··· AVAILABLE DATA ···
PR #78, opened 2022-11-20
Add wrapper types for all geometries

rafaqz:
This PR adds wrapper types for all geometries.

The idea is these will work with wrapping
1. Any other GeoInterface.jl compatible objects, as-is.
2. AbstractArrays of e.g. `PointTrait` objects for `LineString` or `MultiPoint`.

Basically you should be able to hack together any geometries you want using any package components and they will work.

It's not quite there yet.


rafaqz:
@evetion if you want to have a look at this it would be good to get it merged soon so we can use it in tests.

rafaqz:
This is ready to go

rafaqz:
@evetion @visr can I get a review for this? It's needed to finish the LibGEOS convert PR.

src/fallbacks.jl
```diff
@@ -22,6 +22,9 @@ isempty(::AbstractGeometryTrait, geom) = false
 ngeom(::AbstractPointTrait, geom) = 0
 getgeom(::AbstractPointTrait, geom) = nothing
 getgeom(::AbstractPointTrait, geom, i) = nothing
+getpoint(::AbstractPointTrait, geom, i) = geom # Helps generic `gepoint` work with mixed types
```
visr, line 25:
```suggestion
getpoint(::AbstractPointTrait, geom, i) = geom # Helps generic `getpoint` work with mixed types
```

src/fallbacks.jl
```diff
@@ -39,7 +42,9 @@ nhole(t::AbstractPolygonTrait, geom) = nring(t, geom) - 1
 gethole(t::AbstractPolygonTrait, geom) = (getgeom(t, geom, i) for i in 2:ngeom(t, geom))
 gethole(t::AbstractPolygonTrait, geom, i) = getring(t, geom, i + 1)
 npoint(t::AbstractPolygonTrait, geom) = sum(npoint(p) for p in getring(t, geom))
-getpoint(t::AbstractPolygonTrait, geom) = flatten((p for p in getpoint(r)) for r in getring(t, geom))
+getpoint(t::PolygonTrait, geom) = flatten((p for p in getpoint(r)) for r in getring(t, geom))
+getpoint(t::AbstractPolygonTrait, geom) = getgeom(t, geom)
+getpoint(t::AbstractPolygonTrait, geom, i) = getgeom(t, geom, i)
```
visr, line 47: Is this correct? Won't this return rings? These definitions are the same as `getring` right above.

src/wrappers.jl
```diff
@@ -0,0 +1,241 @@
+
+export Point, EmptyPoint, LineString, Polygon, Triangle, MultiPoint, MultiCurve, MultiPolygon, TIN, Collection, Feature, FeatureCollection
+
+# Implement interface
+
+"""
+    WrapperGeometry
+
+Provides geometry wrappers that accept any GeoInterface compatible
+objects. These can be usefull for building custom geometries, or in tests.
```
visr, line 10:
```suggestion
objects. These can be useful for building custom geometries, or in tests.
```

src/wrappers.jl
```diff
@@ -0,0 +1,241 @@
+
+export Point, EmptyPoint, LineString, Polygon, Triangle, MultiPoint, MultiCurve, MultiPolygon, TIN, Collection, Feature, FeatureCollection
+
+# Implement interface
+
+"""
+    WrapperGeometry
```
visr, line 7:
```suggestion
    abstract type WrapperGeometry{Z,M,T}
```

Would be good to add to the docstring that Z and M are boolean type parameters that indicate if Z and M dimensions are present, and T is the geometry type.

visr:
> should the types go in a module they can be easily imported, instead of all exported

My first thought would be to not export them as they will often clash with other packages. Putting them in a module works, perhaps combined with making them available unexported in the GeoInterface namespace as well, such that `GI.Point` also works.

Can you elaborate a bit on how/where/why you want to use these wrapper types? Is it still mainly to make it easier to work with Base types that we consider to be GeoInterface compatible objects, and arrays thereof, as mentioned in the first post?

rafaqz:
Reasoning:

1. Tests. We are defining objects everywhere for tests but they are  rarely flexible enough to do real testing of all the edge cases.
2. Types that are missing in packages. Not every package implements everything, and wrappers can be used to fill those gaps
3. Users cobbling together arbitrary geometries into objects from base points or any other geometries - even mixed together. This is currently really hard. How do we just make a `LineString` out of any kind of point? you have to learn it again and again for every package. 
4. Packages cobbling together objects for internal users e.g. MultiPolygons from polygons. How can they currently do that generically for any GeoInterface.jl compatible polygons without a dependency?
5. Creating arbitrary features and feature collections. Not possible in half the packages and very useful to have a general method, see e.g. https://github.com/JuliaGeo/GeoInterface.jl/issues/79

src/fallbacks.jl
rafaqz: The other `AbstractPolygonTrait` types besides `Polygon` don't have rings. Its a pretty bad a bug currently that we treat them like they do.

visr:
Thanks! Would you mind adding this to the docs as well? Perhaps also including when it's not needed/helpful to use these? For packages like GeoJSON and GeometryBasics I guess there is not directly much benefit from these, or not?

rafaqz:
Yeah, I will add that.

Its actually pretty beneficial to GeometryBasics.jl as it has no Feature/FeatureCollection concept, again see this for a use case https://github.com/JuliaGeo/GeoInterface.jl/issues/79.

Also most packages (e.g. Rasters.jl) don't know about these packages or depend on them, so would still use the wrapper type over the package type as its generic. Even if GeoJSON has its own types how would we know about them without a dependency, and why would we write anything package specific when we don't have to.

I imagine it will be the same for users. Just learn one set of wrappers and use them everywhere, even if there are native types why bother learning that.

src/fallbacks.jl
evetion: I think they should behave as single rings? So a Triangle is a Polygon with a single ring, we should not skip directly to points.

src/fallbacks.jl
```diff
@@ -66,6 +71,10 @@ getpoint(t::AbstractMultiPolygonTrait, geom) = flatten((p for p in getpoint(r))
 npatch(t::AbstractPolyhedralSurfaceTrait, geom)::Integer = ngeom(t, geom)
 getpatch(t::AbstractPolyhedralSurfaceTrait, geom) = getgeom(t, geom)
 getpatch(t::AbstractPolyhedralSurfaceTrait, geom, i::Integer) = getgeom(t, geom, i)
+getpoint(t::AbstractPolyhedralSurfaceTrait, geom) = flatten((p for p in getpoint(ls)) for ls in getgeom(t, geom))
```
evetion, line 74: A surface consists of patches (Polygons), not of linestrings (ls).

rafaqz: Shouldn't this just work anyway because the flattening is recursive?

src/fallbacks.jl
rafaqz: Its a bit confusing as in the diagrams on page 14 and 30 of the spec triangles are not built from a LinearRing: 

file:///home/raf/Downloads/06-103r4_Implementation_Specification_for_Geographic_Information_-_Simple_feature_access_-_Part_1_Common_Architecture_v1.2.1.pdf

Do you have a reference for where its specified that they have a single ring?

rafaqz: Bump @evetion this is blocking. I don't think there are any implementations of `Trangle` anywhere yet either.

Is the idea that `getgeom` on a `TriangleTrait` and others will always return a length one iterator of `LinearRingTrait`?

I guess that can also make sense? `getpoint` will still return an iterator over the points so it doesn't make so much difference. One question is if wrappers will require the nesting in constructors - will a vector of `PointTrait` be acceptable input for a `Triangle` or does it have to be vector of vector of `PointTrait`?

rafaqz:
This is good to go, with a section in the docs.

I simplified it to just include the main types needed for e.g. LibGEOS tests. 

We can work through issues (like with how to construct `Triangle`) with the other ones later, best to get this merged before I run out of steam to finish this and the PRs depending on it.

rafaqz:
Coverage is up at 98%, and it seems like everthing makes sense - using it in LibGEOS tests seems to work well.

@visr @evetion can I get an approval to merge this?

evetion:
🎉 I'll try to review tomorrow

src/wrappers.jl
```diff
@@ -0,0 +1,442 @@
...
+is3d(::WrapperGeometry{Z}) where Z = Z
+ismeasured(::WrapperGeometry{<:Any,M})  where M = M
+
+Base.parent(geom::WrapperGeometry) = geom.geom
+
+function Base.:(==)(g1::WrapperGeometry, g2::WrapperGeometry)
+    all(((a, b),) -> a == b, zip(getgeom(g1), getgeom(g2)))
+end
+
+geointerface_geomtype(trait) = throw(ArgumentError("trait $trait not yet implemented as a GeoInterface geometry wrapper"))
```
evetion, line 73: It's not covered by tests, but it also doesn't seem to do anything (anymore)? Can be removed?

src/wrappers.jl
```diff
@@ -0,0 +1,442 @@
...
+    isgeometry(T) ? getgeom(trait, parent(geom)) : parent(geom)
+end
+
+extent(::AbstractGeometryTrait, geom::WrapperGeometry) =
+    isnothing(geom.extent) && isgeometry(parent(geom)) ? extent(parent(geom)) : geom.extent
+function ngeom(trait::AbstractGeometryTrait, geom::WrapperGeometry{<:Any,<:Any,T}) where T
+    isgeometry(T) ? ngeom(parent(geom)) : length(parent(geom))
+end
+
+for (geomtype, trait, childtype, child_trait, length_check, nesting) in (
```
evetion, line 90: Might be good to explain length_check and nesting for future additions to this list.

src/wrappers.jl
```diff
@@ -0,0 +1,442 @@
...
+    isfeaturecollection(parent(fc)) ? nfeature(t, parent(fc)) : length(parent(fc))
+end
+getfeature(::FeatureCollectionTrait, fc::FeatureCollection) =
+    isfeaturecollection(parent(fc)) ? getfeature(t, parent(fc)) : parent(fc)
+getfeature(t::FeatureCollectionTrait, fc::FeatureCollection, i::Integer) =
+    isfeaturecollection(parent(fc)) ? getfeature(t, parent(fc), i) : parent(fc)[i]
+extent(fc::FeatureCollection) =
+    (isnothing(fc.extent) && isfeaturecollection(parent(fc))) ? extent(parent(fc)) : fc.extent
+crs(fc::FeatureCollection) =
+    isfeaturecollection(parent(fc)) && isnothing(fc.crs) ? crs(parent(fc)) : fc.crs
```
evetion, line 440: These all repeat the `isfeaturecollection(parent(fc))` check, which is also done in the constructor. Might be good to generalize.

src/wrappers.jl
```diff
@@ -0,0 +1,442 @@
...
+"""
+struct FeatureCollection{P,C,E}
+    parent::P
+    crs::C
+    extent::E
+end
+function FeatureCollection(fc::FeatureCollection; crs=crs(fc), extent=extent(fc))
+    FeatureCollection(parent(fc), crs, extent)
+end
+function FeatureCollection(parent; crs=nothing, extent=nothing)
```
evetion, line 413: One can override the crs and extent of a `parent` here, but those overrides are never returned anymore if `isfeaturecollection(parent)`.

src/wrappers.jl
```diff
@@ -0,0 +1,442 @@
...
+```julia
+feature = Feature(geom; properties=(a=1, b="2"), crs=EPSG(4326))
+```
+"""
+struct Feature{T,C,E<:Union{Extents.Extent,Nothing}}
+    parent::T
+    crs::C
+    extent::E
+end
+function Feature(f::Feature; crs=f.crs, extent=f.extent, properties=nothing)
```
evetion, line 352: Here you use `f.crs`, while FeatureCollection below uses `crs(f)`.

src/wrappers.jl
```diff
@@ -0,0 +1,442 @@
...
+    p = (; X, Y)
+    if !isnothing(Z)
+        p = merge(p, (; Z))
+    end
+    if !isnothing(M)
+        p = merge(p, (; M))
+    end
+    return Point(p)
+end
+function Point(geom)
```
evetion, line 277: Maybe catch the case where we can pass a Point to a Point and prevent recursive wrappers?

src/wrappers.jl
```diff
@@ -0,0 +1,442 @@
...
+
+x(trait::PointTrait, geom::Point) = x(trait, parent(geom))
+y(trait::PointTrait, geom::Point) = y(trait, parent(geom))
+z(trait::PointTrait, geom::Point{true}) = z(trait, parent(geom))
+z(trait::PointTrait, geom::Point{false}) = _no_z_error()
+m(trait::PointTrait, geom::Point{<:Any,false}) = _no_m_error()
+m(trait::PointTrait, geom::Point{<:Any,true}) = m(trait, parent(geom))
+# Special-case vector and tuple points so we can force them to be measured while not 3d
+m(trait::PointTrait, geom::Point{false,true,<:PointTuple3}) = parent(geom)[3]
+m(trait::PointTrait, geom::Point{false,true,<:Vector{<:Real}}) = parent(geom)[3]
```
evetion, line 307: ❤️

src/wrappers.jl
```diff
@@ -0,0 +1,442 @@
...
+        $geomtype
+
+        $geomtype(geom, [extent])
+        $geomtype{Z,M}(geom, [extent])
+
+    ## Arguments
+
+    - `geom`: any object returning $trait from `GeoInterface.trait`, or a vector
+        of objects returning $child_trait.
+    - `extent`: an `Extents.Extent`, or `nothing`.
```
evetion, line 126: What about crs?

src/wrappers.jl
```diff
@@ -0,0 +1,442 @@
...
+                        _wrong_child_error($geomtype, $child_trait, child)
+                    end
+                else
+                    # Otherwise compain the nested child type is wrong
+                    _wrong_child_error($geomtype, $child_trait, child)
+                end
+            end
+        else
+            # Or complain the parent type is wrong
+            _parent_type_error(geom)
```
evetion, line 216: Would be good to have a test for this clause.

evetion (commented):
Gargantuan effort, very meta!

evetion:
Closes #75

src/wrappers.jl
rafaqz: I was wondering that too. Should geometries have crs attached? Is there a use case? I have that just for `Feature` and `FeatureCollection` now.

For extents I think there is a use case - shapefile geometries all have a precalculated extent but others formats don't and have no way to add them. These wrappers would provide a way to do that without allocating new objects.

src/wrappers.jl
rafaqz: Good point, yes overrides should work in all cases

src/wrappers.jl
rafaqz: Ok I'll may a method

test/wrappers.jl
```diff
@@ -0,0 +1,251 @@
...
+@test_throws ArgumentError GI.Feature(:not_a_feature; properties=(x=1, y=2, z=3))
+
+# Feature Collection
+fc = GI.FeatureCollection([feature]; crs=EPSG(4326), extent=GI.extent(feature))
+@test fc === GI.FeatureCollection(fc)
+@test GI.crs(fc) == EPSG(4326)
+# TODO this should return 
+@test GI.extent(fc) == fc.extent
+@test first(GI.getfeature(fc)) == GI.getfeature(fc, 1) === feature
+@test GI.testgeometry(multipolygon)
```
···
### WORK TO BE COMPLETED
Go through the entries and return each line where the word "function" appears.

### TASK ANSWER
+function Base.:(==)(g1::WrapperGeometry, g2::WrapperGeometry)
+function ngeom(trait::AbstractGeometryTrait, geom::WrapperGeometry{<:Any,<:Any,T}) where T
+function FeatureCollection(fc::FeatureCollection; crs=crs(fc), extent=extent(fc))
+function FeatureCollection(parent; crs=nothing, extent=nothing)
+function Feature(f::Feature; crs=f.crs, extent=f.extent, properties=nothing)
+function Point(geom)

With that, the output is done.